Cuts from the in-progress book on Lexomics:
The very best traditional philologists, people
like Lapidge and Gretsch, can collect widely scattered shards of information
and piece together enough to get a view of a little piece of lost culture. But scholars like this are rare, and their very brilliance shows how much the scholarly world has had to change because the great philologists of past
generations have worked out the mine.
Back in the Age of Grimm, scholars like Kemble
and Grundtvig could casually pick the best nuggets right from the tunnel floor,
the dust of diamonds on their shoes. And although the next generation might
have needed picks and shovels, Thorpe, Müllenoff, Sweet and Köhler and still found riches.

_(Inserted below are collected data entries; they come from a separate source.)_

PR #3684, opened 2022-07-26
Sync single user picker with Address Book in award/smite dialogs

### LINKED ISSUE #3641: With Address Book enabled, all SingleUserPicker fields should filter members
## Steps to reproduce

1. Add a Member to the Address Book
2. Go to the Smite or Award modals
3. Try to select a member using the `SingleUserPicker`
4. The picker will show all members and not the filtered members as of the Address Book

This should apply to all `SingleUserPicker` fields, so this filter may work better at a higher level.

## Expected behaviour

* All `SingleUserPicker` fields should filter members when the Address Book is enabled

## Actual behaviour

* The `SingleUserPicker` is not filtering addresses in the Address Book

user-picker-filter

willm30:
## Description

This PR  ensures that when the Address Book is enabled, the single user picker in the Award/Smite dialogs shows verified members instead of all members. When the Address Book is inactive, or no members have been added, the single user picker in both components should show all colony members. 

Note: this was already happening in the Create Payment dialog. I have extracted this logic for reuse in the Award/Smite components.
 
To test: 

1. With no members added, verify that the `SingleUserPicker` in the Award/Smite show all users in the colony. 
2. Add a member or two to the address book. Now verify the `SingleUserPicker` only shows those members. 
3. Turn off the address book. Now verify that the `SingleUserPicker` is showing all users again.

**Changes** 🏗

`CreatePaymentDialog.tsx`: Extracted the `verifiedUsers` logic for reuse in award/smite.
`ManageReputationContainer.tsx`: Added the `ColonyMembers` prop so that when the component loads, `ColonyMembers` is defined. This ensures that the selected user doesn't rerender after the component has been opened and therefore avoids a "flashing" in the ui. Also added the `verifiedUsers` logic. 
`ColonyHomeActions.tsx`: I moved the ColonyMembers query here because this contains the loading component nearest to the ManageReputation Container.
`useSelectedUser.ts`: updated to take an array of `AnyUser` (making it compatible with an array of verified or subscribed users)

**Additions**

`verifiedRecipients.ts`: Extracted logic for filtering subscribed (i.e. all) users by whether they're verified or not.

Resolves #3641

**Note:** The issue says that this should apply to all `SingleUserPicker` instances however after checking this with Arren we agreed that it should only apply to the Payments and Award/Smite dialogs for now (see issue comments).

### DIFF
--- a/src/modules/dashboard/components/Dialogs/AwardAndSmiteDialogs/ManageReputationContainer/ManageReputationContainer.tsx
+++ b/src/modules/dashboard/components/Dialogs/AwardAndSmiteDialogs/ManageReputationContainer/ManageReputationContainer.tsx
@@ -1,4 +1,4 @@
-import React, { useCallback, useState } from 'react';
+import React, { useCallback, useMemo, useState } from 'react';
 import { FormikProps } from 'formik';
 import * as yup from 'yup';
 import { ROOT_DOMAIN_ID } from '@colony/colony-js';
@@ -14,6 +14,7 @@ import { ActionTypes } from '~redux/index';
 import { useMembersSubscription } from '~data/index';
 import { pipe, withMeta, mapPayload } from '~utils/actions';
 import { useSelectedUser } from '~utils/hooks/useSelectedUser';
+import { getVerifiedUsers } from '~utils/verifiedRecipients';
 
 import DialogForm from '../ManageReputationDialogForm';
 import {
@@ -51,6 +52,12 @@ const ManageReputationContainer = ({
   const { data: colonyMembers } = useMembersSubscription({
     variables: { colonyAddress },
   });
+
+  const subscribedUsers = colonyMembers?.subscribedUsers || [];
+
+  const verifiedUsers = useMemo(() => {
+    return getVerifiedUsers(colony.whitelistedAddresses, subscribedUsers) || [];
+  }, [subscribedUsers, colony]);
 
   const updateReputationCallback = (
     userRepPercentage: number,
@@ -127,8 +134,10 @@ const ManageReputationContainer = ({
     [totalReputationData, isSmiteAction],
   );
 
-  const selectedUser = useSelectedUser(colonyMembers);
-
+  const { isWhitelistActivated } = colony;
+  const selectedUser = useSelectedUser(
+    isWhitelistActivated ? verifiedUsers : subscribedUsers,
+  );
   return (
     <ActionForm
       initialValues={{
@@ -163,6 +172,9 @@ const ManageReputationContainer = ({
               isVotingExtensionEnabled={isVotingExtensionEnabled}
               back={() => callStep(prevStep)}
               ethDomainId={ethDomainId}
+              verifiedUsers={
+                isWhitelistActivated ? verifiedUsers : subscribedUsers
+              }
               updateReputation={
                 isSmiteAction ? updateReputationCallback : undefined
               }
--- a/src/modules/dashboard/components/Dialogs/AwardAndSmiteDialogs/ManageReputationDialogForm/ManageReputationDialogForm.tsx
+++ b/src/modules/dashboard/components/Dialogs/AwardAndSmiteDialogs/ManageReputationDialogForm/ManageReputationDialogForm.tsx
@@ -29,7 +29,6 @@ import {
   OneDomain,
   useUserReputationQuery,
   useLoggedInUser,
-  useMembersSubscription,
 } from '~data/index';
 import { useDialogActionPermissions } from '~utils/hooks/useDialogActionPermissions';
 import { useTransformer } from '~utils/hooks';
@@ -108,6 +107,7 @@ const MSG = defineMessages({
 interface Props extends ActionDialogProps {
   isVotingExtensionEnabled: boolean;
   nativeTokenDecimals: number;
+  verifiedUsers: AnyUser[];
   ethDomainId?: number;
   updateReputation?: (
     userPercentageReputation: number,
@@ -135,6 +135,7 @@ const ManageReputationDialogForm = ({
   ethDomainId: preselectedDomainId,
   isVotingExtensionEnabled,
   nativeTokenDecimals,
+  verifiedUsers,
   isSmiteAction = false,
 }: Props & FormikProps<ManageReputationDialogFormValues>) => {
   const { walletAddress, username, ethereal } = useLoggedInUser();
@@ -171,10 +172,6 @@ const ManageReputationDialogForm = ({
   );
 
   const inputDisabled = !userHasPermission || onlyForceAction;
-
-  const { data: colonyMembers } = useMembersSubscription({
-    variables: { colonyAddress },
-  });
 
   const { data: userReputationData } = useUserReputationQuery({
     variables: {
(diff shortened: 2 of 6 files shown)


danbr:
@willm30 Maybe my expectation is wrong?
The updates seem to be working except when I deactivate the address book. The list of potential awardees are still restricted.

Empty address book, with 1 contributor & 1 watcher
Screenshot 2022-08-15 at 15 11 22
With User2 added to address book & deactivated
Screenshot 2022-08-15 at 15 10 22
User options, expecting Dan & User2 to be displayed
Screenshot 2022-08-15 at 15 18 25

willm30:
> @willm30 Maybe my expectation is wrong? The updates seem to be working except when I deactivate the address book. The list of potential awardees are still restricted.

@danbr Did you refresh the browser after deactivating the address book? For me, I need to do this first, then the updates propagate and the form shows all users. (Incidentally, I would like to open an issue to update the fetch-policies of the relevant queries so a browser refresh isn't needed after adding a member to the address book to see the updated address book).

danbr:
> > @willm30 Maybe my expectation is wrong? The updates seem to be working except when I deactivate the address book. The list of potential awardees are still restricted.
> 
> @danbr Did you refresh the browser after deactivating the address book? For me, I need to do this first, then the updates propagate and the form shows all users. (Incidentally, I would like to open an issue to update the fetch-policies of the relevant queries so a browser refresh isn't needed after adding a member to the address book to see the updated address book).

@willm30 Thanks for the suggestion. I re-setup, and did several page refreshes and the behaviour remained the same with only 1 address shown. When she is available, i will ask @chinins to test, perhaps it will work for her.

src/modules/dashboard/components/Dialogs/AwardAndSmiteDialogs/ManageReputationContainer/ManageReputationContainer.tsx
```diff
@@ -163,6 +169,9 @@ const ManageReputationContainer = ({
               isVotingExtensionEnabled={isVotingExtensionEnabled}
               back={() => callStep(prevStep)}
               ethDomainId={ethDomainId}
+              verifiedUsers={
+                (isWhitelistActivated && verifiedUsers) || subscribedUsers
+              }
```
willm30, line 174: @danbr Hmm, interesting. I am unable to reproduce. With a contributor and a watcher, I add the watcher to the address book, then deactivate the address book via the toggle switch, and after a browser refresh on the ColonyHome page I can see both users in the Award/Smite and CreatePayment dialogs. 

This is where I implement the check for whether the whitelist is activated. It should pass the form (and therefore the Single User Picker) all users (i.e `subscribedUsers`) if `isWhitelistActivated` is false (even if there is a member added to the address book).  Maybe you can spot something I'm overlooking?

danbr: @willm30 Finally, I deleted my local branch and now its behaving as expected, thankfully!! I'll review the code next....

danbr (approved):
Looks good. Working well..... Nice job.

src/modules/dashboard/components/ColonyHomeActions/ColonyHomeActions.tsx
```diff
@@ -79,6 +80,13 @@ const ColonyHomeActions = ({ colony, ethDomainId }: Props) => {
     variables: { address: colony.colonyAddress },
   });
 
+  const {
+    data: colonyMembers,
+    loading: isLoadingColonyMembers,
+  } = useMembersSubscription({
+    variables: { colonyAddress: colony.colonyAddress },
+  });
```
chinins, line 88: First of all, the approach should be similar in all cases - both for Smite/Award dialogs and for Create payment dialog which is not the case right now. There is no reason for the approaches to be different.

Secondly, I think that the query shouldn't be moved here. Will we now move all the queries from all of the dialogs here? It doesn't make sense. I think that it should removed from here and the same approach should be takes as for the Create payment dialog.

src/modules/dashboard/components/Dialogs/AwardAndSmiteDialogs/ManageReputationContainer/ManageReputationContainer.tsx
```diff
@@ -48,9 +49,12 @@ const ManageReputationContainer = ({
...
   const history = useHistory();
 
-  const { data: colonyMembers } = useMembersSubscription({
-    variables: { colonyAddress },
-  });
+  const { subscribedUsers } = colonyMembers;
+
+  const verifiedUsers = useMemo(() => {
+    const verifiedAddresses = colony.whitelistedAddresses;
+    return getVerifiedUsers(verifiedAddresses, subscribedUsers);
```
chinins, line 56: You can just pass `colony.whitelistedAddresses` to the function, there is no need to create a variable.

src/modules/dashboard/components/Dialogs/AwardAndSmiteDialogs/ManageReputationContainer/ManageReputationContainer.tsx
```diff
@@ -163,6 +169,9 @@ const ManageReputationContainer = ({
               isVotingExtensionEnabled={isVotingExtensionEnabled}
               back={() => callStep(prevStep)}
               ethDomainId={ethDomainId}
+              verifiedUsers={
+                (isWhitelistActivated && verifiedUsers) || subscribedUsers
```
chinins, line 173: You should use ternary in cases like this (as per my other comments)

chinins (changes requested):
As per my direct comments.

src/modules/dashboard/components/ColonyHomeActions/ColonyHomeActions.tsx
willm30: @chinins The intention here is to ensure that `colonyMembers` is defined when the component mounts. If it isn't, as is the case when you run the query in the component, you can get a slight flashing in the UI, as below (see recipient field): 

flashingRep

If the colonyMembers data is undefined, then the selectedUser will also be undefined. Once the query returns, the component rerenders and the selectedUser gets set properly -- hence the flash. 

The reason this wouldn't be necessary in the CreatePayment dialog is because no user is preselected, so the effect of colonyMembers being undefined initially is invisible -- by the time a user has opened the SingleUserPicker, the data is there. 

What do you think? I'm easy either way, but in general prefer to avoid UI flashes, even small ones.

chinins: To be honest, I don't mind this flash. I think we shouldn't be add queries in improper places just to avoid it. You can have a loading spinner instead for the whole dialog if you want. And then when we move to the cdapp with new react features there either won't be any flashing at all, just a tiny delay in showing the form, or you will have a spinner for a couple of seconds.

willm30:
> As per my direct comments.

@chinins Have updated and restored the Memebrs Query to the component. Please review when you get a moment.

Julianahlk (approved):
It works well for me!

ArmandoGraterol (approved):
Working as expected! Nice job

chinins (approved):
Very nice - much cleaner, I prefer it this way.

There was still high-grade ore for Sweet, Sarrazin,
Sievers and Skeat, but the lode was beginning to be depleted, so Olrick,
Panzer, Chambers and their contemporaries had to be miners rather than
prospectors, following the dwindling veins deeper and deeper below the surface. In the post-war
period scholars were reduced to panning for glistening flecks, and by the 1980s
the field was reduced to mechanically processing vast piles of low-grade ore in
hopes of eventually extracting a small amount of metal from the overburden.
To push the metaphor perhaps further than I should: The
introduction of lexomic techniques allows us to find riches even in the tailings piles of
previous generations. What was for them un-useable is for us, with new
knowledge and technology, a new source of wealth.
2 comments:
I say, if the metaphor holds up, go for it.